* [To do] Could you copy, exactly as written, every line from the first line of the records through the one containing "As a first step, move"?

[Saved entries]
►

PR #13992, opened 2016-08-15
Standalone comments - part 1

piuccio:
## What does this change?

As a first step, move the comment count of discussion module into a standalone React / preact application.

Discussion frontend is [developed here](https://github.com/guardian/discussion-frontend)

This first implementation doesn't include any CSS and is behind a 0 audience multivariant test.

The variants are:
- control: keep using the old bonzo code
- react: load react ~48kb minified gzipped
- preact: load preact + compat ~9kb minified gzipped

React / preact are loaded asynchronously by `enhanced`, so they won't impact load of other features.

`dev-build` and `article` poll the discussion frontend assets map every 5 seconds and inject that value in the curl config, all this is behind a switch in case it goes banana. The A/B test is clever enough to not run if the curl config is not populated correctly (the switch is off or something else didn't work).

For the curious minds, preact doesn't work nicely in dev mode because the `proptypes` module has a UMD definition that breaks our AMD require. Works nice once minified because proptypes are stripped off. I'm working on a fix but it's not a blocker.

At this point success means all versions work just fine and it's possible to deploy comments independently of frontend.
Users won't see any difference unless they opt in in a test

No, it's all loaded in JS, no html change
## Screenshots

screen shot 2016-08-15 at 16 06 20
## Request for comment

@guardian/guardian-frontend @nicl 

## TODO
- [x] Update platform
- [x] fastly in front of discussion frontend
- [x] readme on discussion frontend

### DIFF
--- a/common/app/assets/DiscussionAssets.scala
+++ b/common/app/assets/DiscussionAssets.scala
@@ -85,7 +85,7 @@ class DiscussionExternalAssetsLifecycle (config: GuardianConfiguration, wsClient
       "DiscussionRefreshAssetsMap",
       config.discussion.frontendAssetsMapRefreshInterval
     ) {
-      refresh()
+      refresh().map(_ => ())
     }
   }
 
--- a/common/app/assets/DiscussionAssets.scala
+++ b/common/app/assets/DiscussionAssets.scala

◄

* [Answer below]
PR #13992, opened 2016-08-15
Standalone comments - part 1

piuccio:
## What does this change?

As a first step, move the comment count of discussion module into a standalone React / preact application.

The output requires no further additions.